量化后,量化权重的大小将被 group size(通常为128)整除。Qwen2-72B 中FFN块的中间大小为29568。不幸的是, \(29568 \div 128 = 231\) 。由于注意力头的数量和权重的维度必须能够被张量并行大小整除,这意味着你只能使用 tensor_parallel_size=1 ,即一张 GPU 卡,来运行量化的模型。
一个解决方案是使中间大小能够被 \(128 \times 8 = 1024\) 整除。为了达到这一目的,应该使用零值对权重进行填充。虽然在数学上,在对权重进行零填充前后是等价的,但在现实中结果可能会略有不同。
尝试以下方法:
import torch
from torch.nn import functional as F
from transformers import AutoModelForCausalLM
# must use AutoModelForCausalLM
model = AutoModelForCausalLM.from_pretrained("Qwen/Qwen2.5-72B-Instruct", torch_dtype="auto")

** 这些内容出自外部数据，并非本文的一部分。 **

PR #4222, opened 2025-06-13
Bannerbear Detector V2

shahzadhaider1:
### Description:
This pull request introduces a new V2 detector for Bannerbear API keys. The new version adds support for modern key formats and implements live API verification to eliminate false positives.

### Implementation Details
- **New V2 Detector:** A new `bannerbearv2` detector was created to house the updated logic.
- **Precise Regex:** The detector uses the pattern `\b(bb_(?:pr|ma)_[a-f0-9]{30})\b` to accurately identify both key formats.
- **API Verification:** A verification function calls the `GET /v2/auth` endpoint.
    - A `200 OK` response validates a **Project API Key**.
    - A `400 Bad Request` with a specific error message validates a **Master API Key**, in line with the official API documentation.
- **Keywords:** Added `bannerbear`, `bb_pr_`, and `bb_ma_` to the keyword list for efficient scanning.

### Testing
To ensure correctness and reliability, this change includes:
- **Pattern Tests:** Tests validating the regex against positive and negative samples.
- **Integration Tests:** Live API tests confirming the verification logic for valid Project keys and invalid keys.

Closes `OSS-143`

### Checklist:

bannerbear-detector-tests


pkg/detectors/bannerbear/v1/bannerbear_integration_test.go
```diff
@@ -50,6 +50,9 @@ func TestBannerbear_FromChunk(t *testing.T) {
 				{
 					DetectorType: detectorspb.DetectorType_Bannerbear,
 					Verified:     true,
+					ExtraData: map[string]string{
+						"version": fmt.Sprintf("%d", 1),
+					},
```
abmussani: can extraData be put in ignore fields ? Usually, extraData get changed with input.

pkg/detectors/bannerbear/v1/bannerbear_integration_test.go
```diff
@@ -66,6 +69,9 @@ func TestBannerbear_FromChunk(t *testing.T) {
 				{
 					DetectorType: detectorspb.DetectorType_Bannerbear,
 					Verified:     false,
+					ExtraData: map[string]string{
+						"version": fmt.Sprintf("%d", 1),
+					},
```
abmussani: same, can extraData be put in ignore fields ?

pkg/detectors/bannerbear/v2/bannerbear.go
```diff
@@ -0,0 +1,121 @@
...
+	return []string{"bannerbear", "bb_pr_", "bb_ma_"}
+}
+
+// FromData will find and optionally verify Bannerbear secrets in a given set of bytes.
+func (s Scanner) FromData(ctx context.Context, verify bool, data []byte) (results []detectors.Result, err error) {
+	dataStr := string(data)
+
+	matches := keyPat.FindAllStringSubmatch(dataStr, -1)
+
+	for _, match := range matches {
```
abmussani: can we uniquely filter out matches before processing ?

pkg/detectors/bannerbear/v2/bannerbear.go
```diff
@@ -0,0 +1,121 @@
...
+	return detectorspb.DetectorType_Bannerbear
+}
+
+func (s Scanner) Description() string {
+	return "Bannerbear is an API for generating dynamic images, videos, and GIFs. Bannerbear API keys can be used to access and manipulate these resources."
+}
+
+// docs: https://developers.bannerbear.com/
+func (s Scanner) verifyBannerBear(ctx context.Context, client *http.Client, key string) (bool, map[string]string, error) {
+	req, err := http.NewRequestWithContext(ctx, "GET", "https://api.bannerbear.com/v2/auth", http.NoBody)
```
abmussani: nit: use `http.MethodGet`

pkg/detectors/bannerbear/v1/bannerbear_integration_test.go
shahzadhaider1: done

pkg/detectors/bannerbear/v1/bannerbear_integration_test.go
shahzadhaider1: done

pkg/detectors/bannerbear/v2/bannerbear.go
shahzadhaider1: done

pkg/detectors/bannerbear/v2/bannerbear.go
shahzadhaider1: done

pkg/detectors/bannerbear/v2/bannerbear.go
```diff
@@ -0,0 +1,123 @@
...
+	return detectorspb.DetectorType_Bannerbear
+}
+
+func (s Scanner) Description() string {
+	return "Bannerbear is an API for generating dynamic images, videos, and GIFs. Bannerbear API keys can be used to access and manipulate these resources."
+}
+
+// docs: https://developers.bannerbear.com/
+func (s Scanner) verifyBannerBear(ctx context.Context, client *http.Client, key string) (bool, map[string]string, error) {
+	req, err := http.NewRequestWithContext(ctx, http.MethodGet, "https://api.bannerbear.com/v2/auth", http.NoBody)
```
kashifkhan0771, line 81: We are using same API to verify V1 and V2 secret types. Why are we not using same function in both versions?

kashifkhan0771 (changes requested):

pkg/detectors/bannerbear/v2/bannerbear.go
shahzadhaider1: @kashifkhan0771 The V2 verification function includes specific logic to differentiate between Project and Master API keys. Since this additional processing is not required for V1 keys (although we could still use the same function, which would make things complex), I decided against merging them to keep the V1 verifier clean and straightforward.

pkg/detectors/bannerbear/v2/bannerbear.go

# this size is Qwen2.5-72B only
pad_size = 128
sd = model.state_dict()
for i, k in enumerate(sd):
v = sd[k]
print(k, i)
# interleaving the padded zeros
if ('mlp.up_proj.weight' in k) or ('mlp.gate_proj.weight' in k):
prev_v = F.pad(v.unsqueeze(1), (0, 0, 0, 1, 0, 0)).reshape(29568*2, -1)[:pad_size*2]
new_v = torch.cat([prev_v, v[pad_size:]], dim=0)
sd[k] = new_v
elif 'mlp.down_proj.weight' in k:
prev_v= F.pad(v.unsqueeze(2), (0, 1)).reshape(8192, 29568*2)[:, :pad_size*2]
new_v = torch.cat([prev_v, v[:, pad_size:]], dim=1)
sd[k] = new_v
# this is a very large file; make sure your RAM is enough to load the model
torch.save(sd, '/path/to/padded_model/pytorch_model.bin')
这将会把填充后的检查点保存到指定的目录。然后,你需要从原始检查点复制其他文件到新目录,并将 config.json 中的 intermediate_size 修改为 29696 。最后,你可以量化保存的模型检查点。